I'm doing exercises with exponential and logarithmic equations and I got to this one:

e^x - 12e^-x - 1 = 0

I was tempted to factor a e^x from the first two terms but guess I can't do that? I don't recognize this as a quadratic and frankly I'm not sure how to go about it. Any help is appreciated!
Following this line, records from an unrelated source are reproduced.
PR #2563, opened 2021-01-12
Disable vp8 hw decoding from TGL platform

wangyan42164:


_studio/mfx_lib/decode/vp8/src/mfx_vp8_dec_decode_common.cpp
```diff
@@ -165,6 +165,9 @@ mfxStatus MFX_VP8_Utility::Query(VideoCORE *p_core, mfxVideoParam *p_in, mfxVide
         return Query(p_core, &in1, p_out, type);
     }
 
+    if (p_core->GetPlatformType() == MFX_PLATFORM_HARDWARE && p_core->GetHWType() >= MFX_HW_TGL_LP)
```
dvrogozh, line 168: emmm. Here: https://github.com/intel/media-driver#decodingencoding-features, we see "VP8 decoding is only supported on TGL platform". So, why do you disable something which is supposed to work and which landed into the releases? I don't think we can do that now.

dvrogozh (changes requested):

2. Originally Posted by DannyMath
Hi guys,

I'm doing exercises with exponential and logarithmic equations and I got to this one:

e^x - 12e^-x - 1 = 0

I was tempted to factor a e^x from the first two terms but guess I can't do that? I don't recognize this as a quadratic and frankly I'm not sure how to go about it. Any help is appreciated!
You are almost right. You should factorise $\displaystyle e^{-x}$ instead.
$\displaystyle e^{-x} (e^{2x} - e^x - 12) = 0$

Then substitute $\displaystyle a = e^x$ to get a quadratic

3. Haha I've never factorised a negative exponent in such a manner! Ingenious! Thanks.
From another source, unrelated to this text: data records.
PR #2567, opened 2021-01-13
[smt] Fix ext allocator parameters for multi GPUs case

ndomnina:
Since the allocator parameters (including device handle) for all
sessions were taken from the 0th session, the smt options -iGfx
and -dGfx for the 1st and subsequent sessions were ignoring

### DIFF
--- a/samples/sample_multi_transcode/src/sample_multi_transcode.cpp
+++ b/samples/sample_multi_transcode/src/sample_multi_transcode.cpp
@@ -110,7 +110,9 @@ mfxStatus Launcher::Init(int argc, msdk_char *argv[])
     SafetySurfaceBuffer* pBuffer = NULL;
     mfxU32 BufCounter = 0;
     mfxHDL hdl = NULL;
+    std::vector<mfxHDL> hdls;
     sInputParams    InputParams;
+    bool bNeedToCreateDevice = true;
 
     //parent transcode pipeline
     CTranscodingPipeline *pParentPipeline = NULL;
@@ -125,7 +127,6 @@ mfxStatus Launcher::Init(int argc, msdk_char *argv[])
         // There's no error in parameters parsing, but we should not continue further. For instance, in case of -? option
         return sts;
     }
-
 
     // get parameters for each session from parser
     while(m_parser.GetNextSessionParams(InputParams))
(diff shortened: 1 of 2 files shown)


dmitryermilov (approved):

dmitryermilov (dismissed):

samples/sample_multi_transcode/src/sample_multi_transcode.cpp
```diff
@@ -149,146 +150,194 @@ mfxStatus Launcher::Init(int argc, msdk_char *argv[])
...
+                pD3DParams->pManager = (IDirect3DDeviceManager9*)hdl;
+
+                m_pAllocParams.push_back(std::shared_ptr<mfxAllocatorParams>(pAllocParam));
+                m_hwdevs.push_back(std::move(hwdev));
+                hdls.push_back(hdl);
+            }
+            else
+            {
+                m_pAllocParams.push_back(m_pAllocParams.back());
+                hdls.push_back(hdls.back());
```
onabiull, line 198: Not sure that I've get the idea here. We creating a copy of shared pointer, thus pinning object. Btw, are we sure, that we have at least one element in both m_pAllocParams and hdls?

samples/sample_multi_transcode/src/sample_multi_transcode.cpp
```diff
@@ -149,146 +150,194 @@ mfxStatus Launcher::Init(int argc, msdk_char *argv[])
...
 
+                m_pAllocParams.push_back(std::shared_ptr<mfxAllocatorParams>(pAllocParam));
+                m_hwdevs.push_back(std::move(hwdev));
+                hdls.push_back(hdl);
             }
-            else if (params.libvaBackend == MFX_LIBVA_X11)
+            else
             {
-                pVAAPIParams->m_export_mode = vaapiAllocatorParams::PRIME;
+                m_pAllocParams.push_back(m_pAllocParams.back());
```
onabiull, line 238: Same as above.

samples/sample_multi_transcode/src/sample_multi_transcode.cpp
```diff
@@ -149,146 +150,194 @@ mfxStatus Launcher::Init(int argc, msdk_char *argv[])
...
-        }
-        else /* NO RENDERING*/
-        {
-            m_hwdev.reset(CreateVAAPIDevice(InputParams.strDevicePath));
-            if(!m_hwdev.get()) {
-                msdk_printf(MSDK_STRING("error: failed to initialize VAAPI device\n"));
-                return MFX_ERR_DEVICE_FAILED;
+            else
+            {
+                m_pAllocParams.push_back(m_pAllocParams.back());
```
onabiull, line 328: Same as above.

onabiull (changes requested):

samples/sample_multi_transcode/src/sample_multi_transcode.cpp
ndomnina: > Not sure that I've get the idea here. We creating a copy of shared pointer, thus pinning object.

4. Another way to do that is to multiply both sides of $\displaystyle e^x- 12e^{-x}- 1= 0$ by $\displaystyle e^x$ to get $\displaystyle (e^x)^2- 12- e^x= 0$. Let $\displaystyle a= e^x$ and the equation becomes the quadratic $\displaystyle a^2- a- 12= (a- 4)(a+ 3)$.

Now you have $\displaystyle a= e^x= 4$ so x= ln(4) and $\displaystyle a= e^x= -3$ which is not true for any x.

5. Oh yes, that seems like a straightforward solution, thanks!